Figure: This figure shows the F1 - score comparison of models trained with wireless channels and their LWM embeddings for LoS/NLoS classification.
🔧 Technical Details
Key Improvements in LWM - v1.1
1️⃣ Expanded Input Flexibility
- Removed Fixed Channel Size Constraints: Supports multiple (N, SC) configurations instead of being restricted to (32, 32).
- Increased Sequence Length: Extended from 128 to 512, allowing the model to process larger input dimensions efficiently.
2️⃣ Enhanced Dataset and Pretraining
- Broader Dataset Coverage: Increased the number of training scenarios from 15 to 140, improving generalization across environments.
- Higher Masking Ratio in MCM: Increased from 15% to 40%, making the Masked Channel Modeling (MCM) task more challenging and effective for feature extraction.
- Larger Pretraining Dataset: Expanded from 820K to 1.05M samples for more robust representation learning.
3️⃣ Improved Model Architecture
- Increased Model Capacity: Parameter count expanded from 600K to 2.5M, enhancing representational power.
- 2D Patch Segmentation: Instead of segmenting channels along a single dimension (antennas or subcarriers), patches now span both antennas and subcarriers, improving spatial - frequency feature learning.
4️⃣ Optimized Training and Efficiency
- Adaptive Learning Rate Schedule: Implemented AdamW with Cosine Decay, improving convergence stability.
- Computational Efficiency: Reduced the number of attention heads per layer from 12 to 8, balancing computational cost with feature extraction capability.
Comparison of LWM Versions
Property |
Details |
Channel Size Limitation |
LWM 1.0: Fixed at (32, 32); LWM 1.1: Supports multiple (N, SC) pairs |
Sequence Length Support |
LWM 1.0: 128 (16 - dimensional); LWM 1.1: 512 (32 - dimensional) |
Pre - training Samples |
LWM 1.0: 820K; LWM 1.1: 1.05M |
Pre - training Scenarios |
LWM 1.0: 15; LWM 1.1: 140 |
Masking Ratio |
LWM 1.0: 15%; LWM 1.1: 40% |
Embedding size |
LWM 1.0: 64; LWM 1.1: 128 |
Number of Parameters |
LWM 1.0: 600K; LWM 1.1: 2.5M |
Segmentation |
LWM 1.0: 1D; LWM 1.1: 2D |
📚 Documentation
Detailed Changes in LWM 1.1
No Channel Size Limitation
In LWM 1.0, the model was pre - trained on a single (N, SC)=(32, 32) pair, which limited its generalization to other channel configurations.
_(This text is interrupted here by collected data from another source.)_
PR #325, opened 2023-07-24
refactor: completions option

avirtopeanu-ionos:
(WIP)

Some flag completions are mistakenly bound to other flags, this PR adds a FlagOption to add completions, so there is a single source of truth for command name and no dev mistakes can be made in the future


avirtopeanu-ionos:
Introduced in #468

Wireless communication systems in the real world exhibit vast variability in the number of antennas (N) at base stations and subcarriers (SC). To address this limitation, LWM 1.1 was pre - trained on 20 distinct (N, SC) pairs, ranging from smaller setups like (8, 32) to more complex setups like (128, 64). This variety enables the model to effectively handle diverse channel configurations and ensures robust generalization without overfitting to specific configurations.
To handle variable - sized inputs efficiently, we implemented bucket - based batching, where inputs of similar sizes are grouped together. For example, channels with sizes (32, 64) and (16, 128) are placed in the same bucket, avoiding the excessive padding common in traditional batching approaches. This not only saves memory but also ensures computational efficiency during training. Furthermore, validation samples were drawn as 20% of each bucket, maintaining a balanced evaluation process across all input sizes.
This approach eliminates the rigidity of fixed channel sizes and positions LWM 1.1 as a versatile model capable of adapting to real - world wireless systems with varying configurations.
Larger and More Diverse Pretraining Dataset
Generalization is a critical aspect of any foundation model. In LWM 1.1, we significantly expanded the training dataset to cover more diverse scenarios and environments. We added seven new city scenarios—Charlotte, Denver, Oklahoma, Indianapolis, Fort Worth, Santa Clara, and San Diego—to enrich the model’s exposure to a variety of real - world conditions.